* Problem to work on *
Please look for the string "more" below and report every line in which it occurs.

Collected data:
_ _ _

PR #7325, opened 2023-10-11
Add extra namespace labels option

tarat44:
This PR adds the ability to configure an additional file of labels for the profile controller to add to profiles by configuring the file in the env var `EXTRA_NAMESPACE_LABELS_PATH`. We need this additional file so that we can add pod security standards as part of @juliusvonkohout 's plan (https://github.com/kubeflow/manifests/blob/master/proposals/20200913-rootlessKubeflow.md) to increase security. We are currently unable to add to the existing configurable namespace labels file in a patch because Kustomize does not allow editing data in a configmap key value (only adding a new key).

This PR adds an additional fsnotify watcher instance for the new file and proper shutdown. Since we will have two watcher instances, I thought it was important to ensure proper resource clean up upon termination. I also added a fix to allow the file watcher code to work if in leader elect mode on a platform that follows symlinks. If these two additional updates seem like too much increasing scope for this PR, I can separate them into different PRs to submit later.

### DIFF
--- a/components/profile-controller/controllers/profile_controller.go
+++ b/components/profile-controller/controllers/profile_controller.go
@@ -380,6 +380,7 @@ func (r *ProfileReconciler) ShutdownFileWatchers() {
 		// Exit if there are no file watchers configured
 		return
 	}
+	defer close(r.fileWatcherStopped)
 	ctx, cancel := context.WithTimeout(context.Background(), 2*time.Second)
 	defer cancel()
 	for {
--- a/components/profile-controller/controllers/profile_controller.go
+++ b/components/profile-controller/controllers/profile_controller.go
@@ -374,13 +374,13 @@ func (r *ProfileReconciler) mapEventToRequest(o client.Object) []reconcile.Reque
 
 // Shutdown all file watcher instances
 func (r *ProfileReconciler) ShutdownFileWatchers() {
+	defer close(r.fileWatcherStopped)
 	r.cancelFileWatchers()
 	stoppedCount := 0
 	if r.fileWatcherCount == 0 {
 		// Exit if there are no file watchers configured
 		return
 	}
-	defer close(r.fileWatcherStopped)
 	ctx, cancel := context.WithTimeout(context.Background(), 2*time.Second)
 	defer cancel()
 	for {
@@ -419,7 +419,7 @@ func (r *ProfileReconciler) SetupFileWatchers(events chan event.GenericEvent, ct
 			return errors.Wrapf(err, "Failed to watch file %s", namespaceLabelsPath)
 		}
 
-		go func(watcher *fsnotify.Watcher, reconcileEvents chan event.GenericEvent, ctx context.Context, namespaceLabelsPath string) {
+		go func(watcher *fsnotify.Watcher, reconcileEvents chan event.GenericEvent, ctx context.Context, namespaceLabelsPath string, mgr ctrl.Manager) {
 			elected := false
 			var mu sync.Mutex
 			go func() {
@@ -466,7 +466,7 @@ func (r *ProfileReconciler) SetupFileWatchers(events chan event.GenericEvent, ct
 					return
 				}
 			}
-		}(watcher, events, ctx, namespaceLabelsPath)
+		}(watcher, events, ctx, namespaceLabelsPath, mgr)
 		r.fileWatcherCount = r.fileWatcherCount + 1
 	}
 	return nil
--- a/components/profile-controller/controllers/profile_controller.go
+++ b/components/profile-controller/controllers/profile_controller.go
@@ -23,6 +23,7 @@ import (
 	"io/ioutil"
 	"os"
 	"reflect"
+	"sync"
 	"time"
 
 	"github.com/cenkalti/backoff"
@@ -417,12 +418,29 @@ func (r *ProfileReconciler) SetupFileWatchers(events chan event.GenericEvent, ct
 			return errors.Wrapf(err, "Failed to watch file %s", namespaceLabelsPath)
 		}
 
-		go func(watcher *fsnotify.Watcher, reconcileEvents chan event.GenericEvent, ctx context.Context, namespaceLabelsPath string, mgr ctrl.Manager) {
+		go func(watcher *fsnotify.Watcher, reconcileEvents chan event.GenericEvent, ctx context.Context, namespaceLabelsPath string) {
 			elected := false
+			var mu sync.Mutex
+			go func() {
+				// Convey if the process is the leader
+				for {
+					select {
+					case <-mgr.Elected():
+						mu.Lock()
+						elected = true
+						mu.Unlock()
+						return
+					case <-ctx.Done():
+						return
+					}
+				}
+			}()
 			for {
 				select {
 				case fsEvent := <-watcher.Events:
+					mu.Lock()
 					if fsEvent.Op != fsnotify.Remove && fsEvent.Op != fsnotify.Write {
+						mu.Unlock()
 						break
 					}
 					// ConfigMaps work with symlinks. See:
@@ -437,6 +455,7 @@ func (r *ProfileReconciler) SetupFileWatchers(events chan event.GenericEvent, ct
 						// from updating symlinks
 						reconcileEvents <- event.GenericEvent{}
 					}
+					mu.Unlock()
 				case err := <-watcher.Errors:
 					r.Log.Error(err, "Error while watching config file", "path",
 						namespaceLabelsPath)
@@ -444,11 +463,9 @@ func (r *ProfileReconciler) SetupFileWatchers(events chan event.GenericEvent, ct
 					watcher.Close()
 					r.fileWatcherStopped <- 1
 					return
-				case <-mgr.Elected():
-					elected = true
 				}
 			}
-		}(watcher, events, ctx, namespaceLabelsPath, mgr)
+		}(watcher, events, ctx, namespaceLabelsPath)
 		r.fileWatcherCount = r.fileWatcherCount + 1
 	}
 	return nil
--- a/components/profile-controller/controllers/profile_controller.go
+++ b/components/profile-controller/controllers/profile_controller.go
@@ -85,12 +85,15 @@ type Plugin interface {
 // ProfileReconciler reconciles a Profile object
 type ProfileReconciler struct {
 	client.Client
-	Scheme                     *runtime.Scheme
-	Log                        logr.Logger
-	UserIdHeader               string
-	UserIdPrefix               string
-	WorkloadIdentity           string
-	DefaultNamespaceLabelsPath string
+	Scheme                      *runtime.Scheme
+	Log                         logr.Logger
+	UserIdHeader                string
+	UserIdPrefix                string
+	WorkloadIdentity            string
+	DefaultNamespaceLabelsPaths []string
+	cancelFileWatchers          context.CancelFunc
+	fileWatcherCount            int
+	fileWatcherStopped          chan int
 }
 
 // +kubebuilder:rbac:groups=core,resources=namespaces,verbs="*"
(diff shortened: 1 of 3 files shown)


components/profile-controller/controllers/profile_controller.go
```diff
@@ -365,39 +372,109 @@ func (r *ProfileReconciler) mapEventToRequest(o client.Object) []reconcile.Reque
...
+						mu.Unlock()
+						break
+					}
+					// ConfigMaps work with symlinks. See:
+					// https://martensson.io/go-fsnotify-and-kubernetes-configmaps/
+					if fsEvent.Op == fsnotify.Remove {
+						watcher.Remove(fsEvent.Name)
+						watcher.Add(namespaceLabelsPath)
+					}
+					if elected {
```
tarat44, line 453: This fix is a new addition. I am happy to separate it into a separate PR if that seems more fitting

components/profile-controller/controllers/profile_controller.go
```diff
@@ -104,12 +108,15 @@ type ProfileReconciler struct {
 // Automatically generate RBAC rules to allow the Controller to read and write Deployments
 func (r *ProfileReconciler) Reconcile(ctx context.Context, request ctrl.Request) (ctrl.Result, error) {
 	logger := r.Log.WithValues("profile", request.NamespacedName)
-	defaultKubeflowNamespaceLabels := r.readDefaultLabelsFromFile(r.DefaultNamespaceLabelsPath)
-
+	defaultKubeflowNamespaceLabels, err := r.readDefaultLabelsFromFiles(r.DefaultNamespaceLabelsPaths)
+	if err != nil {
+		r.ShutdownFileWatchers()
+		os.Exit(1)
```
tarat44, line 114: I kept the exit if loading the labels file fails, but it might be worth trying to come up with a new solution later since this could cause issues if we later configure multiple concurrent reconciles.

components/profile-controller/controllers/profile_controller.go
```diff
@@ -766,19 +847,24 @@ func setNamespaceLabels(ns *corev1.Namespace, newLabels map[string]string) {
...
-
-	labels := map[string]string{}
-	err = yaml.Unmarshal(dat, &labels)
-	if err != nil {
-		logger.Error(err, "Unable to parse default namespace labels.")
-		os.Exit(1)
+func (r *ProfileReconciler) readDefaultLabelsFromFiles(labelPaths []string) (map[string]string, error) {
+	allLabels := map[string]string{}
+	for _, path := range labelPaths {
+		logger := r.Log.WithName("read-config-file").WithValues("path", path)
```
tarat44, line 853: The labels in the extra labels file will override the original labels if they have the same keys. Let me know if you think this behavior should be different.

tarat44:
Please hold off reviewing. I want to run one more test.

tarat44:
This should be ready for review now

juliusvonkohout:
Maybe @tzstoyanov can chime in here as well.

 I am in general fine with what you have done here for the time being and we can later on think about replacing existing labels in general. Let's merge this PR here and discuss further steps in the next WG meeting.

components/profile-controller/controllers/profile_controller.go
```diff
@@ -766,19 +847,24 @@ func setNamespaceLabels(ns *corev1.Namespace, newLabels map[string]string) {
...
+		dat, err := ioutil.ReadFile(path)
+		if err != nil {
+			logger.Error(err, "unable to read default namespace labels file")
```
tarat44, line 856: Tweaked these logger messages a little bit so it is clear they are specific to the file in the path key

kimwnasptd:
Taking a deeper look, thank you for the PR @tarat44!

The changes with the watches, depending on the leader election seem super interesting. Nice finding!

Could you also explain one more time the use-case for having the extra ConfigMap for the PodSecurityStandard labels that are needed for a namespace?

tarat44:
> Taking a deeper look, thank you for the PR @tarat44!
> 
> The changes with the watches, depending on the leader election seem super interesting. Nice finding!
> 
> Could you also explain one more time the use-case for having the extra ConfigMap for the PodSecurityStandard labels that are needed for a namespace?

It enables defining an additional configmap with labels outside the standard ones that can be configured from separate Kustomize patches/components.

_ _ _

* Solution to the exercise *
tarat44, line 453: This fix is a new addition. I am happy to separate it into a separate PR if that seems more fitting
Please hold off reviewing. I want to run one more test.
Could you also explain one more time the use-case for having the extra ConfigMap for the PodSecurityStandard labels that are needed for a namespace?
> Could you also explain one more time the use-case for having the extra ConfigMap for the PodSecurityStandard labels that are needed for a namespace?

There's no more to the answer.